Y ese error no lo ves. Después, cuando el cuerpo agota sus reservas de grasa comienza a consumir sus propios músculos, el cuerpo hace esas cosas, la digestión lenta de sí mismo, que alimenta aún más si cabe la lucidez y la inercial euforia. Hay un momento en el que no puedes parar. Lo único que te salva es verbalizar la frase: «En ausencia de comida, el cuerpo se come a sí mismo», sólo así, a través de esas palabras, consigues persuadir a tu cerebro del cese de tal carnicería y autocanibalismo selectivo, y digo selectivo porque el cuerpo no se come músculos como el corazón, sino otros menos vitales, por ejemplo los de las piernas y brazos, aunque terminará por devorar también su propio corazón si lo pones a prueba. Esa etapa anoréxica se me apareció muchas veces durante el cautiverio, y me pareció incomprensible. Recuerdo haberme odiado por aquello.

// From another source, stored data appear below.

PR #1769, opened 2022-01-10
PLANNER-2303 Fix problem scale for list variable

yurloc:
### JIRA

https://issues.redhat.com/browse/PLANNER-2303

The formula is `v^2 / e + v`. It's designed so that it gives the same problem scale with the list variable as with the chained basic variable. I can't see any good meaning behind it. Nevertheless, I can live with this being merged provided that we replace the "problem size" metric with solution space as proposed in https://issues.redhat.com/browse/PLANNER-2623.

### DIFF
--- a/optaplanner-core/src/main/java/org/optaplanner/core/impl/domain/entity/descriptor/EntityDescriptor.java
+++ b/optaplanner-core/src/main/java/org/optaplanner/core/impl/domain/entity/descriptor/EntityDescriptor.java
@@ -567,7 +567,16 @@ public class EntityDescriptor<Solution_> {
     public long getProblemScale(Solution_ solution, Object entity) {
         long problemScale = 1L;
         for (GenuineVariableDescriptor<Solution_> variableDescriptor : effectiveGenuineVariableDescriptorList) {
-            problemScale *= variableDescriptor.getValueCount(solution, entity);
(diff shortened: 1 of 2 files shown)


optaplanner-core/src/main/java/org/optaplanner/core/impl/domain/entity/descriptor/EntityDescriptor.java
```diff
@@ -567,7 +567,15 @@ public long getMaximumValueCount(Solution_ solution, Object entity) {
     public long getProblemScale(Solution_ solution, Object entity) {
         long problemScale = 1L;
         for (GenuineVariableDescriptor<Solution_> variableDescriptor : effectiveGenuineVariableDescriptorList) {
-            problemScale *= variableDescriptor.getValueCount(solution, entity);
+            long valueCount = variableDescriptor.getValueCount(solution, entity);
+            problemScale *= valueCount;
+            if (variableDescriptor.isListVariable()) {
+                // This formula probably makes no sense other than that it results in the same problem scale for both
+                // chained and list variable models.
```
ge0ffrey, line 574: optional: add a // TODO with a url to the jira about changing "problem scale" to "search space size"

ge0ffrey (approved):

Y entonces no entendía cómo era posible que mi cuerpo pudiera cambiar tan radicalmente de punto de vista.

Hubo un momento, al año y medio de secuestro, en el que la imagen de Ofelia se retiró de mi mente y otro cuadro del mismo pintor comenzó a aparecérseme con insistencia. Se trataba de su último óleo, pintado meses antes de fallecer. Muestra a un explorador blanco, yace muerto en un paraje de Africa y con total indiferencia está siendo contemplado por dos africanos. Esta visión del hombre blanco también me pareció un radical cambio de punto de vista.